SEPUCUK ANGIN MERAH
darah
terserap sejarah
menatap ruh
yang mengawang-awang berkeramas
di telapak
senja. langit mengeropos dalam batin
meneriakkan
himne bagi rasa maaf yang gemetar
menyambut
kunjungan kasur hitam
yang lama
memeram rintik-rintik hujan dengan
rumput yang
semakin meninggi. mengetarkan mata
air yang sudi
memapah getir
sementara
malam terus menerus dikuliti oleh
kembang
mungil yang terbawa oleh badai
sementara bungabunga
tidur mengkristalkan api
di dagu perawan
yang menjahit benih di kebun hati
tatkala malam merendah, dan matahari memerah.
Magetan, 11 Mei 2014
BUNGA-BUNGA BUNUH DIRI DI BABYLONIA
lingkar cahaya
yang dibasuh sungai euphrates
berpendar derita
di atas semarak pujian himne lagu
kidungku
bersembunyi di getar nada penggoyah desah bayi
anak malam yang
telah nyenyak dalam hunian makam
seperti menyatukan
debur ombak dan burung malam
sembari meremas
jantung yang peka dan mata yang utuh
menjaga bagian-bagianya
yang telah meruntuh
berdiam diantara
bilik paru, meminum darah sendiri
pada pusara debu
yang beralih emas. penghargaan abadi
serupa pohon yang
tumbuh pada dahan, berdusta makna
menista rahasia
pinggul berwajah memikat. menjelajahi
kata di sekujur
rahana perawan berwarna pekat. tertikam belati
cinta di sepanjang
syair wangi
telah dikafani
oleh kematian dengan kerlap-kerlip patung berapi
berderai sudah
keabadian busuk berbisik pada anak pelangi
pada rintih cabang
pohon
dengan hati
mengkerut yang melahirkan kematian
dan hidup seperti
mayat-mayat
tertimbun di tujuh lembaran retak tanah liat
besanding ingatan
dalam kelopak yang tersisa,
untuk tumbal marduk yang mulia semesta raya
digantung oleh kasarnya tali nebuchadnezzar
daun-daun
merelakan matahari mengeringkan kulitnya
di kolam manis dan hati yang lapar, bunga Laurel
menggulung ke surga dalam lamunan taman sutra.
Magetan, 2 Mei 2014
MUSIM PELANGI HITAM
desiran udara dalam nafas senantiasa tercipta
dalam palung senja seluas segara. yang tak melupa
lihatlah sang waktu yang begitu kejam merajam
meninggalkan wajah yang berpaling tajam
keadaan jiwa tak dirasa hati. tetap melangkah
dan bergegas untuk pergi. pada rahasia dimensi
lekat diingat, mendaging di urat nadi
barangkali hara semakin lara
bergerimis di kabut yang tak kunjung mereda
membuang kertas usang bernyawa. yang terganti
langit karam pada desiran darah dari sungai langit
yang melimpah
hangat hijau daun dan kuning jagad bersumpah
berpagar bidadari yang sedang mandi suara
berbalut gerimis yang ketat menjaganya
inilah musim pelangi
dimana kekelaman mendawaikan selaput bumi
saat bulan berbantal bunga-bunga kasturi
bersama hujan yang menumbuhkan akar mati
di tanah yang menumbuhkan
rindu kembali
berteman warna kuas yang
lekas berganti.
Magetan, 24 Januari 2014
Tentang Penulis :
Lahir di Magetan,
17 Januari 1990. Menulis puisi dan reportase.
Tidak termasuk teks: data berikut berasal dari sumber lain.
PR #1985, opened 2024-08-08
refactor(frontend): create RequiredExcept function for types

AntonioVentilii-DFINITY:
# Motivation

Create utility function `RequiredExcept` to be used for required tokens that still retain the state of specific props..


peterpeterparker (approved):
LGTM, thx

PR #1986, opened 2024-08-08
feat(backend): derive BTC address

AntonioVentilii-DFINITY:
# Motivation

As first step to request the Bitcoin address for the user's Principal, we created a custom call to [endpoint `ecdsa_public_key` of IC Management API](https://internetcomputer.org/docs/current/references/ic-interface-spec#ic-ecdsa_public_key).

To generate the addresses with threshold ECDSA, we refer to [IC Bitcoin Documentation](https://internetcomputer.org/docs/current/developer-docs/multi-chain/bitcoin/using-btc/generate-addresses#generating-addresses-with-threshold-ecdsa), using directly the crate [bitcoin](https://crates.io/crates/bitcoin) and its function.

Note: the logic is very similar to how we derive the Ethereum address.

# Changes

- Created util function to transform public key to a P2PKH address.
- Created function to call `ecdsa_public_key` and obtain the caller P2PKH address.

# Tests

1. Created local tests for the new functions.
2. I created a branch in [examples/basic_bitcoin](https://github.com/dfinity/examples/blob/ff95167f625d67494aab0b1bf3181dd28af92e44/rust/basic_bitcoin/src/basic_bitcoin/src/lib.rs#L215) to test the functions created in this PR: the results were the same as the functions that already exists there.


src/backend/src/bitcoin_utils.rs
```diff
@@ -0,0 +1,20 @@
+use bitcoin::{Address, Network, PublicKey};
+use ic_cdk::api::management_canister::bitcoin::BitcoinNetwork;
+
+fn transform_network(network: BitcoinNetwork) -> Network {
```
Sawchord, line 4: NIT: Since this is a 1-1 match, why not implement it as
```rust
impl From<BitcoinNetwork> for Network
```

AntonioVentilii-DFINITY: good suggestion!

AntonioVentilii-DFINITY: ah wait, `Network` is not in my crate, so I cannot `impl` it

AntonioVentilii-DFINITY: however, it could be useful to have this in the `ic_cdk`

```rust
impl BitcoinNetwork {
    pub fn to_network(self) -> Network {
        match self {
            BitcoinNetwork::Mainnet => Network::Bitcoin,
            BitcoinNetwork::Testnet => Network::Testnet,
            BitcoinNetwork::Regtest => Network::Regtest,
        }
    }
}


```

bitdivine (approved):
LGTM, thanks!

PR #1987, opened 2024-08-08
feat(backend): Add migration state

bitdivine:
# Motivation
The user data migration is performed by a timer, in multiple steps.  The timer ID and current progress need to be stored in the canister.

# Changes
- Define a data structure to store the migration state.
- Add an API to read the canister state.
- Tidy: In accordance with the convention of this repository, the `ApiEnabled` struct implementations have been moved into ` impls.rs`

# Tests
None, this data is not used yet.

### DIFF
--- a/src/shared/src/types.rs
+++ b/src/shared/src/types.rs
@@ -1,4 +1,5 @@
 use candid::{CandidType, Deserialize, Principal};
+use ic_cdk_timers::TimerId;
 use std::fmt::Debug;
 
 pub type Timestamp = u64;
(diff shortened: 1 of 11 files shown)


src/shared/src/types.rs
```diff
@@ -35,30 +36,6 @@ pub enum ApiEnabled {
     ReadOnly,
     Disabled,
 }
```
bitdivine, line 38: Moved to `impls.rs` according to the convention of this repository.

src/shared/src/types.rs
```diff
@@ -261,3 +238,50 @@ pub mod user_profile {
         pub custom_token_count: u64,
     }
 }
+
+/// The current state of progress of a user data migration.
+#[derive(CandidType, Deserialize, Copy, Clone, Eq, PartialEq, Debug, Default)]
+pub enum MigrationProgress {
+    // WARNING: The following are subject to change.  The migration has NOT been implemented yet.
+    /// Migration has been requested.
```
AntonioVentilii-DFINITY, line 246: Maybe add a TODO too here?

AntonioVentilii-DFINITY (approved):

src/shared/src/types.rs
bitdivine: Good idea.  Done

PR #2267, opened 2024-09-06
feat(frontend): create map for TokenUi

AntonioVentilii-DFINITY:
# Motivation

For better readability and reusability, we create a function to map an object `Token` to an object `TokenUi`.

### DIFF
--- a/src/frontend/src/lib/utils/token.utils.ts
+++ b/src/frontend/src/lib/utils/token.utils.ts
@@ -3,7 +3,7 @@ import type { BalancesData } from '$lib/stores/balances.store';
 import type { CertifiedStoreData } from '$lib/stores/certified.store';
 import type { CanisterIdText } from '$lib/types/canister';
 import type { ExchangesData } from '$lib/types/exchange';
-import type { Token, TokenStandard } from '$lib/types/token';
+import type { Token, TokenStandard, TokenUi } from '$lib/types/token';
 import type { TokenToggleable } from '$lib/types/token-toggleable';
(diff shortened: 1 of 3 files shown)


src/frontend/src/lib/utils/token.utils.ts
```diff
@@ -88,3 +88,28 @@ export const calculateTokenUsdBalance = ({
...
 };
+
+/** Maps a Token object to a TokenUi object, meaning it adds the balance and the USD balance to the token.
+ *
+ * @param token - The given token.
+ * @param $balancesStore - The balances data for the tokens.
+ * @param $exchanges - The exchange rates data for the tokens.
+ * @returns The token UI.
+ */
+export const mapTokenUi = ({
```
peterpeterparker, line 99: Should we add a test since it's a utils?

peterpeterparker (approved):
LGTM, thx

src/frontend/src/lib/utils/token.utils.ts
AntonioVentilii-DFINITY: i thought of that, but it is actually just a map, in the sense that it actually has no logic inside, just an aggregation of other functions (that have tests). Maybe it is not an util? is there a map folder?

peterpeterparker: If has some logic, it calls `calculateTokenUsdBalance` and map a balance only if the related balance is defined.

AntonioVentilii-DFINITY: right! included

PR #2272, opened 2024-09-06
fix(frontend): toggle should show all non-zero balances

AntonioVentilii-DFINITY:
# Motivation

The "zero balance" toggle should show non-zero balances even for token that have no exchange rate.


peterpeterparker (approved):
LGTM, thx

PR #2278, opened 2024-09-07
feat(frontend): avoid calculating USD value if no balance store

AntonioVentilii-DFINITY:
# Motivation

There is no need to calculate the USD value if the balance store is nullish.

### DIFF
--- a/src/frontend/src/lib/utils/exchange.utils.ts
+++ b/src/frontend/src/lib/utils/exchange.utils.ts
@@ -1,6 +1,6 @@
-import { ZERO } from '$lib/constants/app.constants';
 import type { Token } from '$lib/types/token';
 import { formatToken } from '$lib/utils/format.utils';
+import { nonNullish } from '@dfinity/utils';
 import type { BigNumber } from '@ethersproject/bignumber';
 
 export const usdValue = ({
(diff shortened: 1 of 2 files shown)


src/frontend/src/lib/utils/exchange.utils.ts
```diff
@@ -12,10 +12,12 @@ export const usdValue = ({
...
-	) * exchangeRate;
+	nonNullish(balance)
+		? Number(
+				formatToken({
+					value: balance,
+					unitName: decimals,
+					displayDecimals: decimals
+				})
+			) * exchangeRate
+		: 0;
```
peterpeterparker, line 23: not sure if it makes sense to use ZERO constant here?

peterpeterparker (approved):
LGTM, thx

peterpeterparker:
It's a feature, not refactoring. Updated the title.

src/frontend/src/lib/utils/exchange.utils.ts
AntonioVentilii-DFINITY: you mean inside `Number(ZERO)` ? For sure, if you prefer. I did like that so that we have less computational work, simply `0`, eheh

peterpeterparker: Yeah something like `ZERO.toNumber()`. I was just thinking that maybe it would be convenient to search everywhere in the app where we use zero for a feature? Not sure it's worth it, just a though. That's why the PR is already approved ;)

AntonioVentilii-DFINITY: ah! makes sense indeed! it could be useful at some point.

PR #2282, opened 2024-09-08
style(frontend): improve glitching when changing networks

AntonioVentilii-DFINITY:
# Motivation

It was reported that the `animate:flip` feature when changing networks or settings was quite glitchy, since it would not be correctly managed together with `transition:fade`, causing overlapping of token cards and components.
Based on [this suggestion from StackOverflow](https://stackoverflow.com/questions/75154309/how-to-animateflip-with-in-outfade/75156370#75156370) on a similar topic, I changed the list to be `flex`. The explanation on StackOverflow is:

> Looking at the CSS of the vanishing elements they have a `transform: translate()` property during the animation inside the flex container and it's missing in the other case.

### Before

https://github.com/user-attachments/assets/ddc76fd9-d226-4746-b99a-6d099211936f

### After

https://github.com/user-attachments/assets/def85c8e-8f40-49cb-b755-63c6748a5c17


peterpeterparker (approved):
LGTM, thx

PR #2288, opened 2024-09-09
feat(lint): sort svelte imports

AntonioVentilii-DFINITY:
# Motivation

As final step of sorting Svelte imports, we make the rule include all the `.svelte` files.


peterpeterparker (approved):
Thanks!

PR #2289, opened 2024-09-09
chore(frontend): Upgrade ckbtc

lmuntaner:
# Motivation

I want to use `"regtest"` from `BitcoinNetwork` type. The new entry was added in https://github.com/dfinity/ic-js/pull/713 and it hasn't been published in any version but next yet.

# Changes

* Upgrade ckbtc to `3.0.0-next-2024-09-09`

# Tests

I checked that the new entry is accessible in node_modules.


peterpeterparker (approved):
LGTM, thx

PR #2290, opened 2024-09-09
feat(frontend): show skeleton when starting balance loader

AntonioVentilii-DFINITY:
# Motivation

Since the `undefined` balance was introduced with PR #2281 for tokens that still don't have the balance loader working, we can show such information to the user visually: we provide a skeleton text until the balance is either some data or `null`, but, either way, until the balance loader exists.

# Changes

- Create component for token balance skeleton.
- Add it to the Token card component.

# Tests

### Normal speed

https://github.com/user-attachments/assets/11b817af-76e1-41c4-b9bc-7d17ecb2032e

### Balance loader initiator is slowed down

https://github.com/user-attachments/assets/527b0b3f-2b14-43de-a4c6-5166fbbd1a00


AntonioVentilii-DFINITY:
@artkorotkikh-dfinity have a look please

src/frontend/src/lib/components/tokens/SkeletonTokenBalance.svelte
```diff
@@ -0,0 +1,12 @@
+<script lang="ts">
```
peterpeterparker, line 1: For consistency, probably `TokenBalanceSkeleton` instead of `SkeletonTokenBalance`

src/frontend/src/lib/components/tokens/SkeletonTokenBalance.svelte
```diff
@@ -0,0 +1,12 @@
...
+	import SkeletonText from '$lib/components/ui/SkeletonText.svelte';
+	import type { TokenUi } from '$lib/types/token';
+
+	export let token: TokenUi;
+</script>
+
+{#if token.balance === undefined}
+	<span class="w-full max-w-[100px] mt-2"><SkeletonText /></span>
+{:else}
+	<slot />
```
peterpeterparker, line 11: If balance equals null we display zero?

AntonioVentilii-DFINITY: correct, at least for now: I checked the code, and when it is set to `null` is because there was an error with the balance loader and the user receive a toast error warning.

It would make sense to give some more permanent feedback there in such case, I will check with @artkorotkikh-dfinity , but, in any case, I would leave for another PR, WDYT?

src/frontend/src/lib/components/tokens/SkeletonTokenBalance.svelte
AntonioVentilii-DFINITY: funny enough: i was undecided between the two and I tossed a coin eheh!

Changed

src/frontend/src/lib/components/tokens/SkeletonTokenBalance.svelte
peterpeterparker: Sounds good

peterpeterparker (approved):
LGTM, thx

src/frontend/src/lib/components/tokens/SkeletonTokenBalance.svelte
artkorotkikh-dfinity: Would it be better to display the same `$-` symbols that we show for SNSes without prices if the balance is null? I know this shouldn’t happen, but displaying 0 might be misleading from the user’s perspective.

image

artkorotkikh-dfinity:
@AntonioVentilii-DFINITY could we please show a skeleton for dollar values as well?

src/frontend/src/lib/components/tokens/SkeletonTokenBalance.svelte
AntonioVentilii-DFINITY: I like it: we already do that if there is no exchange rate, so for me is cool

@peterpeterparker WDYT?

AntonioVentilii-DFINITY:
@artkorotkikh-dfinity , doing with https://github.com/dfinity/oisy-wallet/pull/2342

src/frontend/src/lib/components/tokens/SkeletonTokenBalance.svelte
peterpeterparker: Makes sense

AntonioVentilii-DFINITY: Done with https://github.com/dfinity/oisy-wallet/pull/2352

PR #2292, opened 2024-09-09
feat(frontend): auto-enable ERC20 tokens when converting from ckERC20

AntonioVentilii-DFINITY:
# Motivation

When the user converts ckERC20 to ERC20, it is useful that the ERC20 token is enabled if it is not. We use the same flow as per the Receive button: when the user click the Convert button if the token is not enabled, it will be.
Thanks to @peterpeterparker for the suggestion.

# Tests

In local replica, the following test worked:

- Disable Sepolia USDC.
- Convert ckSepoliaUSD to Sepolia USDC.
- Check if Sepolia USDC was enabled.

https://github.com/user-attachments/assets/7a3a5ea3-f91f-4182-b181-7481350fb545


peterpeterparker (commented):
I'm not sure why  this PR. We already have `autoLoadUserToken`, what is different?

If anything is different, can we implement the feature the same way as the existing pattern? Or at least with the same flow?

Also reloading the list of tokens and handling errors seems to be missing in the implementation.

AntonioVentilii-DFINITY:
> I'm not sure why this PR. We already have autoLoadUserToken, what is different?

Sorry, I didn't know we had it already, let me check

AntonioVentilii-DFINITY:
@peterpeterparker thank you! that was way easier! I used the same exact flow that we use for `Receive`

peterpeterparker (approved):
LGTM, thx

PR #2294, opened 2024-09-09
test(frontend): increase fake ck Sepolia ETH sent to local replica

AntonioVentilii-DFINITY:
# Motivation

The amount of ckSepoliaETH sent by default was very small to be used for testing.


peterpeterparker (approved):
LGTM, thx

PR #2291, opened 2024-09-09
style(frontend): update modals style

AntonioVentilii-DFINITY:
# Motivation

Modal style updated as per requirements.

### Before

Screenshot 2024-09-09 at 14 10 40
Screenshot 2024-09-09 at 14 10 47
Screenshot 2024-09-09 at 14 10 53

### After

Screenshot 2024-09-09 at 14 09 37
Screenshot 2024-09-09 at 14 09 44
Screenshot 2024-09-09 at 14 09 48

### Mobile

Screenshot 2024-09-09 at 14 20 02
Screenshot 2024-09-09 at 14 20 28

PR #2296, opened 2024-09-09
style(frontend): adjust button class for Receive modal

AntonioVentilii-DFINITY:
# Motivation

With the new modal style introduced with PR #2291  , we adjust the button of the Receive modal to match the rest.

### Before

Screenshot 2024-09-09 at 17 04 05

### After

Screenshot 2024-09-09 at 17 03 53

### DIFF
--- a/src/frontend/src/lib/components/receive/ReceiveAddresses.svelte
+++ b/src/frontend/src/lib/components/receive/ReceiveAddresses.svelte
@@ -99,6 +99,6 @@
 	</ReceiveAddressWithLogo>
 </div>
 
-<button class="primary full center text-center" on:click={modalStore.close}
+<button class="secondary full center text-center" on:click={modalStore.close}
 	>{$i18n.core.text.done}</button
 >


src/frontend/src/lib/components/receive/ReceiveAddresses.svelte
```diff
@@ -99,6 +99,6 @@
 	</ReceiveAddressWithLogo>
 </div>
 
-<button class="primary full center text-center" on:click={modalStore.close}
+<button class="secondary full center text-center" on:click={modalStore.close}
```
peterpeterparker, line 102: Sounds wrong to have a unique primary action called secondary.

AntonioVentilii-DFINITY: yes, it seemed off, but I am not really sure how to call it. That class will be used:
1. By secondary buttons (Close, Cancel, etc) when there is a primary
2. By buttons that are alone in a modal as "definitive" action (Done, Ok, Close, etc)

You think I shall create a new class for the second case?

peterpeterparker: UX wise this seems incorrect no? Same design for "cancel" on certain screen but, used for "confirmation" on other screen? Is that correct @ artkorotkikh-dfinity?

PR #2655, opened 2024-10-04
chore(frontend): simplify button class removing center sub-class

AntonioVentilii-DFINITY:
# Motivation

The buttons classes `primary`, `secondary` and `tertiary` were using the sub-class `center` in all the instances. Furthermore, it makes sense that, as default, the button have centered content (according to new design too).

This PR removes the sub-class `center` and set the centered content directly in the classes.


peterpeterparker (approved):
LGTm, thx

Karya puisinya pernah
dimuat di puluhan media
massa antara lain: Indopos, Jurnal Masterpoem Indonesia, Banjarmasin Post, Lampung Post, Tanjungpinang Pos, Sumut Pos, Sriwijaya Post, Suara Merdeka, Solo
Pos, Pikiran Rakyat, Koran Haluan, Pos Bali, Metro Riau, Majalah Sagang, Majalah
Ekspresi, Joglo Semar, Buletin
Jejak , Harian Mata
Banua, Tabloid Hayati, Medan Bisnis, Kenthingan, dan lain-lain.
Juga dimuat dalam buku Antologi Merawat
Ingatan Rahim (2013), Kisah yang Berulang di Hari Minggu (2014), Solo
Menulis Puisi (2014), Timur Gumregah (2014), Negeri
Poci 5 (2014). Mahasiswi Pascasarjana Pendidikan Sains, UNS Solo
ini juga pernah menjadi model Hijab Moshaict tahun 2011.